Этот сюжет, конечно, клеветнический, причем очень мощный и влиятельный. «Осененный шекспировской мощью, а со временем и шекспировским авторитетом, — писал Джон Гросс, — злобный еврей Шейлок стал частью мировой мифологии. Может быть, он не добавил ничего нового к существовавшим стереотипам, но, будучи самым известным литературным героем‑евреем, он способствовал распространению этих стереотипов и их неустанному поддержанию. Он неизбежно стал частью истории антисемитизма».
Отмечая Пурим, праздник книги Эстер, нам нужно думать о Шейлоке. Каким бы веселым ни был Пурим, он все же смертельно серьезен. Он напоминает нам, что Аман существует в каждом поколении и что нам, евреям, нельзя даже осмелиться забыть о своей идентичности. Как ни странно, именно в Венеции шекспировской эпохи история фиксирует первые случаи, когда евреи стали наряжаться в костюмы в честь Пурима. До этого времени еврейские дети переодевались иноверцами, надевая маску чужой идентичности, но продолжая читать в синагогах свиток Эстер на иврите и раздавая пуримские подарки единоверцам. Часто говорится, что евреи наряжаются на Пурим в память о том, как Эстер поначалу скрывала свою идентичность. Но на самом деле все почти совсем наоборот. Мы надеваем костюмы не для того, чтобы скрыть свою идентичность, а для того, чтобы подчеркнуть, что никакие портновские ухищрения не изменят нашей истинной идентичности — ведь в конце концов то, что мы есть на самом деле, всегда будет видно. В Пурим евреи облачаются в карнавальные костюмы и задают вопрос Порции: «Который здесь купец? Который жид?» И на этот вопрос у нас, как некогда у Эстер, ответ готов: мы евреи и останемся евреями.

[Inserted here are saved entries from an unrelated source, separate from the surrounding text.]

PR #409, opened 2019-09-12
PHPCS: Revert exclusion of test directory

### LINKED ISSUE #408: Fix CS issues for the tests
I've excluded the tests directory (See https://github.com/Yoast/wpseo-woocommerce/pull/405/files#diff-325a505e494aa8078473d0b71ad82200R20) from being checked for the PHP CS, this is because the 'plugin-grunt-tasks' dependency has been updated causing a lot of new CS errors. Because of fixing these errors were out of scope I decided to exclude the tests directory.

When we stop supporting PHP 5.2 we can remove the exclusion and maybe then fix possible CS errors.

jrfnl:
## Summary

* _N/A_

* Revert the exclusion of the `tests` directory from the CS run.
* Use the right command in `grunt` to call PHPCS.

The Composer script was already correctly set up to allow for different minimum PHP requirements for the `tests` directory, it just needs to be used. 

## Test instructions

@andizer Got a feeling you already know how to test this.

Fixes #408

### DIFF
--- a/.phpcs.xml.dist
+++ b/.phpcs.xml.dist
@@ -17,7 +17,6 @@
 	<exclude-pattern>vendor/*</exclude-pattern>
 	<exclude-pattern>node_modules/*</exclude-pattern>
 	<exclude-pattern>languages/*</exclude-pattern>
-	<exclude-pattern>tests/*</exclude-pattern>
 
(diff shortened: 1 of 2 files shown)


igorschoester:
CR & Acceptance ✅

PR #413, opened 2019-10-02
CS: enforce consistent array format

jrfnl:
## Summary
* _N/A_

WordPressCS will demand long arrays and forbid the use of short arrays as of WPCS 2.2.0.
See: https://make.wordpress.org/core/2019/07/12/php-coding-standards-changes/

For YoastCS, however, a choice has been made to demand short arrays.

For now, while WP 4.9, and therefore PHP 5.2 still needs to be supported, this is only possible in the directories containing files with PHP 5.6+ code.
So in this interim period, we will enforce short arrays in the PHP 5.6+ code and long arrays everywhere else.

Once the minimum supported WP version has moved up to WP 5.2 / PHP 5.6, short arrays will be enforced for all code and the change-over can be done automatically using the auto-fixer included in the relevant sniff.

## Test instructions

* _N/A_
    This is a code-only change and should have no effect on the functionality.

### DIFF
--- a/.phpcs.xml.dist
+++ b/.phpcs.xml.dist
@@ -130,4 +130,21 @@
 		<exclude-pattern>/tests/TestCase\.php$</exclude-pattern>
 	</rule>
 
+
+	<!--
+	#############################################################################
+	TEMPORARY TWEAK
+	YoastCS will demand short arrays, but until support for WP < 5.2 has been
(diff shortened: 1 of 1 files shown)


johannadevos:
> plugin doesn't currently _have_ a `src` directory...

@jrfnl Ah right, sorry

johannadevos:
CR: 👍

В 2011 году лондонский театр «Глобус» пригласил театральные труппы из 67 стран приехать и представить какую‑нибудь шекспировскую пьесу на своем языке. Актеры из израильского театра «Габима» выбрали «Венецианского купца». Костюмы были шекспировские, а актеры — евреями. Пьесу, написанную на елизаветинском английском, исполняли на современном иврите — разговорном языке, возрожденном в удивительном еврейском государстве. И ведущие британские актеры и режиссеры публично требовали бойкота израильской труппы, хотя на той же сцене шли спектакли, созданные представителями тоталитарных режимов, и английская культурная элита не сказала ни слова против.
Наследие Шейлока живо; история антисемитизма продолжается. Но к величайшему огорчению антисемитов, еврейская идентичность тоже никуда не делась. 
Оригинальная публикация: Hath Not a Jew Costumes?